Skin over frame construction has been around forever.
Keeping the skin taut while applying fiberglass is the hard part.
If the skin sags, the finished shape of your hull won't look right.


----------



## [email protected] (Jul 23, 2010)

yea that wouldent be good im gonna do a couple small scale tests before i go broke spending all of my money on glass and resins just for it to be a waist.....i was thinking about just getting the shape just right and putting alot of matte glass on the inside and i could go over the outside of the hull with finishglass or bondo


----------



## Brett (Jul 16, 2008)

Another technique would be a one-off plywood mold.
Build your framework.
Skin it in cheap plywood, seal it with a coat of resin.
Wax it, and lay glass over the outside.
Fast easy method of construction.


----------



## [email protected] (Jul 23, 2010)

both would be about the same price to make both of them but making the mold would be a little more labor intencive


----------



## firecat1981 (Nov 27, 2007)

You can do the fleece over frame meathod, but after you get the shape you will need alot more resin and glass then you would with a stitch and glue boat because the glass will be the only real structural member. The speaker boxes that these are used for are good for taking vibration but not really meant to handle weight, atleast the ones I've helped build in the past. So in the end it will cost alot more and because of all the extra resin and fairing it will end up taking alot more time too.
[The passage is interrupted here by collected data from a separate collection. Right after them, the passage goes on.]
Issue #537, opened 2024-08-28
[FEATURE] Document new experimental ingestion streaming APIs


reta:
### Is your feature request related to a problem?
The new experimental ingestion streaming APIs are feature complete and need API specs.

### What solution would you like?
Document new experimental ingestion streaming APIs. 

The APIs use NDJSON (Newline delimited JSON, https://github.com/ndjson/ndjson-spec) which fits perfectly to the streaming use cases: each chunk sent along the request represents distinct bulk operation/action (index, create, delete, and update). 

### What alternatives have you considered?
N/A

### Do you have any additional context?
- https://github.com/opensearch-project/OpenSearch/issues/9070

reta:
@dblock could you please assign it to me? it is scheduled to 2.17.0, thank you!

PR #584, opened 2024-09-18
Document new experimental ingestion streaming APIs

reta:
### Description
Document new experimental ingestion streaming APIs

### Issues Resolved
Closes https://github.com/opensearch-project/opensearch-api-specification/issues/537


spec/namespaces/_core.yaml
```diff
@@ -76,6 +76,57 @@ paths:
       responses:
         '200':
           $ref: '#/components/responses/bulk@200'
+  /_bulk/stream:
+    post:
+      operationId: bulk.stream.0
+      x-operation-group: bulk
```
nhtruong, line 82: The running linter will throw an error on the `operationId` and the `x-operation-group`.
I think you want to do `bulk_stream` for `x-operation-group` and `bulk_stream.0` for `operationId`. Then on the generated client, there will be a `client.bulk_stream()` method, which is different from `client.bulk()`

nhtruong:
Please add tests to these operations as well.

spec/namespaces/_core.yaml
reta: Thanks a lot for the hints, @nhtruong !

spec/namespaces/_core.yaml
```diff
@@ -76,6 +76,57 @@ paths:
       responses:
         '200':
           $ref: '#/components/responses/bulk@200'
+  /_bulk/stream:
+    post:
+      operationId: bulk_stream.0
+      x-operation-group: bulk_stream
+      x-version-added: '2.17'
+      description: Allows to perform multiple index/update/delete operations using request / response streaming
```
dblock, line 84:
```suggestion
      description: Allows to perform multiple index/update/delete operations using request/response streaming.
```

spec/namespaces/_core.yaml
```diff
@@ -76,6 +76,57 @@ paths:
...
+      requestBody:
+        $ref: '#/components/requestBodies/bulk'
+      responses:
+        '200':
+          $ref: '#/components/responses/bulk@200'
+    put:
+      operationId: bulk_stream.1
+      x-operation-group: bulk_stream
+      x-version-added: '2.17'
+      description: Allows to perform multiple index/update/delete operations using request / response streaming
```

If you are intent on building, do like Brian, Brett and myself did when we build our boats. Heres the links to the builds:

http://www.microskiff.com/cgi-bin/yabb2/YaBB.pl?num=1233676948

http://www.microskiff.com/cgi-bin/yabb2/YaBB.pl?num=1216352720

http://www.microskiff.com/cgi-bin/yabb2/YaBB.pl?num=1247960551

From your other post it seems you are just looking for a small skiff to fish the flats and protected waters, if so check out these boats too:
http://www.bateau.com/categories.php

These plans are tried and tested and if you buy the plans you can put them together very quickly and some very cheaply like this one:
http://www.bateau.com/studyplans/FS12_study.htm?prod=FS12


----------



## [email protected] (Jul 23, 2010)

im gonna have to look into that 

i got bored this morning and cut up a t-shirt and got some veneer and put this together


----------



## firecat1981 (Nov 27, 2007)

I like the shape, but I'd do less severe of a v if you are fishing the flats. The issues will be the ribs, see how it raises up a little no matter how tight you pull it I bet you will still not be able to get it to flatten out very well, after it is glassed it will take a ton of grinding saning and fairing to smooth it out. Natuarally the more work required the more money. Now if you make the same frame work and cover it with foam then it might work out ok, but again will take a bunch of money. If you cover it with Luan, assuming the curves aren't to extreme, then you will need much less glass and save alot of money and time.


----------



## [email protected] (Jul 23, 2010)

werei fish in charlotte harbor its a large area of water and if im fishing in pine island sound and i need to head back to the ramp in placida it a 5 mile leg on open water and in the late summer when we get white squals it can get nasty out there thats why i want a deep v in the front and a little bit of flair in the bow. i want it to be a dry boat


----------



## firecat1981 (Nov 27, 2007)

wow I'm not sure I would cross that much open water it a boat that small. Make sure you have enough floatation foam under the floor so she won't sink if she flips. I'm not sure exactly how big the boat will be, but I wouldn't count on a dry ride when running a chop no matter how it is designed.


----------



## [email protected] (Jul 23, 2010)

ive done ot in a johnboat and its gonna have two hatchs one for the gas tank and another for the battery and everything else is gonna have foam i mean everything! the dementions are 13'x5'x1.5


----------



## [email protected] (Jul 23, 2010)

changed the ribs just a little, some sanding here and there and added some stuff


i got the look i wanted when the cloth was dry and there was no sagging but i just put some epoxy on it but the epoxy sets in a hour so it might sag when its set


----------



## Brett (Jul 16, 2008)

Looks like it's covered in sheet... 

I'm sorry, the punch line was just hanging there
             absolutely begging for the spike!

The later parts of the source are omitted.